Ich hab den Fehler gefunden: 

Lag nicht am Java und an meiner Routine, sondern in der DB.
Hab das Feld mal über phpmyAdmin bearbeitet und gespeichert. Danach hat er es ohne beanstandung gemacht.
Ich vermute, das er beim erstellen der DB/Table, was nicht richtig abgespeichert hat.


----------



## thet1983 (10. Okt 2017)

der import hat funktioniert? trotz dem date feld??


----------



## zhermann (10. Okt 2017)

Jepp.
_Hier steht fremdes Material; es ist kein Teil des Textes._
PR #1041, opened 2022-06-14
e2e tests for batteries

riccardobl:
This PR extends e2e tests to detect when batteries break.
As suggested, this PR covers just the basic implementation with a test only for the *monetization* battery. The tests for the other batteries will be added by this other PR https://github.com/getAlby/lightning-browser-extension/pull/1028 at a later time.

EDIT: i've added some code to test if the extension is built and also to skip the e2e batteries test (with a warning) if the extension is built only in production mode. This is to avoid breaking current scripts in case they are expecting to test the extension by building only the production mode.


tests/e2e/helpers/loadExtension.ts
```diff
@@ -1,16 +1,35 @@
...
+      return false;
+  }
+}
+
+/**
+ * Load the extension
+ * @param production specify if you want to load the production or development mode
+ */
+export const loadExtension = async (production?) => {
+  if(typeof production=="undefined")production=process.env.CI;
```
escapedcat, line 24: Uhm, I get what you are doing here but it's confusing to me.  
Is there any way, we could make this simpler?  

I believe tests should run against a prod version of the code. In this case we need to "inject" special test relevant mocking code.
Is it possible to i.e. do a production build but inject that code as well? Maybe instead of using `process.env.NODE_ENV` something like `process.env.MOCK_E2E_CODE`. Just an idea.

tests/e2e/testBatteries.spec.ts
```diff
@@ -0,0 +1,145 @@
...
+ */
+test.describe("Test Batteries", () => {
+  for (const [unitName, unitData] of Object.entries(Units)) {
+    test(unitName, async () => {
+      let page;
+
+      try{
+        ({ page,  } = await loadExtension(false));        
+      }catch(e){ // continue without failing the test if the extension is not found
+        console.warn("Batteries test cannot continue:",e);
```
escapedcat, line 136: In the error case `.error` can be used.

src/extension/content-script/setLightningData.ts
```diff
@@ -3,6 +3,15 @@ import utils from "~/common/lib/utils";
 import { Battery } from "~/types";
 
 const setLightningData = (data: [Battery]): void => {
+  // Pass lightningData to e2e tests
+  if (process.env.NODE_ENV == "development") {
```
escapedcat, line 7: This will also be triggered when just developing locally? If yes, can we try to avoid it?

tests/e2e/testBatteries.spec.ts
```diff
@@ -0,0 +1,145 @@
...
+        await button.click();
+        if (selectionData.waitNavigator) {
+          await page.waitForNavigation({ waitUntil: 'networkidle2' })
+        } else {
+          await delay(100);
+        }
+        rr();
+        return;
+      }
+      console.log("Looking for button ...", selectionData);
```
escapedcat, line 65: Better use `.info` instead og `.log`. Log always looks like forgotten debug code.  
Same for other usages.

escapedcat:
❤️  First up, thanks for your awesome work! 🚀   
Takes some time to wrap my head around it.  

So far I did not try it locally just yet.  
I made some general questions-kinda comments first. Have a look and let me know if something isn't clear please.

Further general points:

### Linting 

Looks like we should add the `tests` directory to these npm-scripts:
```
"lint:js": "eslint src --ext .js,.jsx,.ts,.tsx --max-warnings 0",
"lint:js:fix": "eslint src --ext .js,.jsx,.ts,.tsx --fix",
"format": "prettier --check 'src/**/*.(js|ts|jsx|tsx)'",
"format:fix": "prettier --loglevel silent --write 'src/**/*.(js|ts|jsx|tsx)'",
```
To make sure we have an aligned format/linting throughout the important code.
Could you give that a try?  
If it's too complicated to fix upcoming issues let me know. I can support with that.

### JS doc

We don't really need to jsdoc comments. We have TypeScript for this.

.github/workflows/playwright.yml
```diff
@@ -30,6 +32,11 @@ jobs:
         with:
           cmd: build:chrome # will run `yarn build` command
 
+      - name: Build Dev
```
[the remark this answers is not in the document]
riccardobl: yes, since the hooks to get the lightning data is added only in development mode to avoid exposing internal apis to random pages in production

src/extension/content-script/setLightningData.ts
riccardobl: Yes it will. I don't see why it should be avoided since this is part of the testing that is useful also to test local changes

tests/e2e/helpers/loadExtension.ts
riccardobl: That would make a third build that is an unmarked production build with exposed apis, i think it would be more confusing.

tests/e2e/testBatteries.spec.ts
riccardobl: should be resolved

tests/e2e/testBatteries.spec.ts
```diff
@@ -0,0 +1,145 @@
...
+  if (unitData.cookieButtonSelector) await clickButton(page, unitData.cookieButtonSelector);
+
+  const lightningData = (await getLightningData(page) ?? [])[0];
+  console.info("Received lightning data", lightningData)
+  if (!lightningData) throw `Lightning data not found for unit ${unit} :(`;
+  for (let k in unitData.output) {
+    const v = unitData.output[k];
+    if (typeof v === "object") {
+      if (v.startsWith) {
+        if (!lightningData[k].startsWith(v.startsWith)) throw "Invalid " + k + ". Got " + lightningData[k] + " but " + v.startsWith + "... was expected";
```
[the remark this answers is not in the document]
riccardobl: Right, i tried to use template literals everywhere but i've missed some places. I am normally a java developer and we like to have a lot of + in our strings. Should be solved

tests/e2e/testBatteries.spec.ts
```diff
@@ -0,0 +1,145 @@
...
+ *        $: "selector", // optional, "button" will be used if not specified 
+ *        innerText: "text content of the button", // optional
+ *        waitNavigator: true, // wait for page to be idle after clicking
+ *        scrollDown: true // scroll the page down before clicking (this is used eg. for the cookies notice)
+ *      }
+ */
+async function clickButton(page, selectionData) {
+  const selector = typeof selectionData == "object" && selectionData.$ ? selectionData.$ : "button";
+  const start = Date.now();
+  return new Promise<void>((rr) => {
```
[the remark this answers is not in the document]
riccardobl: replaced with resolve()

riccardobl:
Thanks for the review. 

# Linting
I am not sure how to fix the linting and formatting since i've never used these tools. 
But since this is not related to this PR it think it should be fixed with a separated commit by someone who knows how, i can rebase the pr on top of that.

# JS doc
I've been asked to comment my code, how am i supposed to do it then?

src/extension/content-script/setLightningData.ts
escapedcat: > also to test local changes

Can you document how this would be done? I.e. here: https://github.com/getAlby/lightning-browser-extension#e2e-tests-via-playwright-using-testing-library

- add new headline
- explain that we have special code in `development` to test batteries
- how to use this locally

For people looking a this the first time it might be hard to understand how and when to use this.

escapedcat (changes requested):

tests/e2e/helpers/loadExtension.ts
escapedcat: What do you mean with "unmarked"?  
The reason I prefer prod builds for E2E testing is that some issues only appear once the code is built.

escapedcat:
> I am not sure how to fix the linting and formatting since i've never used these tools. But since this is not related to this PR it think it should be fixed with a separated commit by someone who knows how, i can rebase the pr on top of that.

Added eslint/prettier. Please have a look and see if everything still works as expected.

> I've been asked to comment my code, how am i supposed to do it then?

I think it's less about the function attributes but on how to actually use these special injected mock-functions during development. [As mentioned here](https://github.com/getAlby/lightning-browser-extension/pull/1041#discussion_r897527361). You can remove the jsdocs comments.  

You did an awesome job with this PR coming up with a special idea on how to tackle battery testing. I'm worried if the concept of you idea is not well documented it will be hard to maintain or hard to be used by others.

I can also give it a try, extend the README and you check my draft and correct it. What do you think?

src/extension/content-script/setLightningData.ts
riccardobl: Are you sure i should document it in the readme? The only meaningful way to use this is with the [getLightningData](https://github.com/getAlby/lightning-browser-extension/pull/1041/files#diff-800d7b264f1edb5e8353d2c7aac0efb98b2169ed6709e7b0cc2fdb89f09acea4R122-R137) in testBatteries.spec.ts, and it is just the standard js cross-origin communication that is used by the extension everywhere to communicate with the background scripts.

To add a test here you only need to change [the Unit object on the start of the script](https://github.com/getAlby/lightning-browser-extension/pull/1041/files#diff-800d7b264f1edb5e8353d2c7aac0efb98b2169ed6709e7b0cc2fdb89f09acea4R4-R32) there is no need to change the code normally.

I think you are misunderstanding this as a way for the developer to debug the lightning data in realtime during the development but this is limited to this specific test. If not, do you have an idea on how to document this in a way that is not confusing for someone that is not interested in the internal functions working?

tests/e2e/helpers/loadExtension.ts
riccardobl: Only testBatteries.spec.ts will run in development mode, i think it is a decent compromise, the extension is tested in production while the batteries in development mode. 

If we want to make things proper we should have a third build that is for *testing*  with production code+testing hooks, but since it requires some extensive change to the build script, i think it should probably go in its own PR, and then "testing" can be used instead of "development" . 
With unmarked i mean there would be two types of production builds, the one that is really production and the one with injected code and they will be both marked as a production, i fear this might lead to testing code being leaked into code that is expected to be production only.

tests/e2e/testBatteries.spec.ts
```diff
@@ -0,0 +1,159 @@
...
+    }
+  }
+}
+
+/**
+ * Retrieve the lightning data of the page by querying the extension
+ * @param page page object to query
+ * @returns the lightning data
+ */
+const getLightningData = async (page): Promise<void> => {
```
escapedcat, line 122: My `void` return type is wrong. Maybe @dylancom has an idea what this should be.

riccardobl:
> I can also give it a try, extend the README and you check my draft and correct it. What do you think?

Sure, fine by me.  Imo this is not needed since it is an internal api [as i commented here](https://github.com/getAlby/lightning-browser-extension/pull/1041#discussion_r897580792), but extra documentation doesn't hurt, it is just that i am not sure how to write it (i am bad with documentation).

tests/e2e/testBatteries.spec.ts
riccardobl: Oh, right... it should probably be 'any'

escapedcat: Yeah, it was `any` before. Would like to avoid `any`. But if we don't have a choice we can use it, comment it and turn of linting for this line.

tests/e2e/helpers/loadExtension.ts
escapedcat: Got it. I'm ok with rethinking this in a later PR if the others are ok with it.  
If we create a new npm-script to create a prod build with injected mock-code I'm ok with that. Only `yarn build` will ever be used for the acutal published extension.

tests/e2e/testBatteries.spec.ts
riccardobl: Mh, the actual type should be Battery from import {Battery} from '~/types', but this file is not in the test source path. We could redefine a type that is a subset of battery but that will add extra maintenance cost, leaving it as any is not too bad imo

reneaaron:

Nach dem ich unter phpmyAdmin das Feld nochmal bearbeitet habe und alles wie siehe Bild eingestellt und gespeichert habe.


----------



## thet1983 (10. Okt 2017)

hmm.... dann vergiss alles was ich gesagt habe....und hör nie wieder auf mich...


----------



## zhermann (10. Okt 2017)

Nö nö, so schnell kommst Du mir nicht da raus. 
Dein Vorschlag mit der allgemeingültigen Routine sieht interresant aus.
Wenn ich das aber richtig verstanden habe, muss ich jeden einzelnen Wert als Parameter übergeben, oder?
Ich wollte eigentlich eine Routine haben, wo ich per Array mir das PreperedStatment zusammen baue. Daher gibt es ja den zweiten Parameter "SQLCommand sqlCommand", welchen ich fest im interface definiert habe.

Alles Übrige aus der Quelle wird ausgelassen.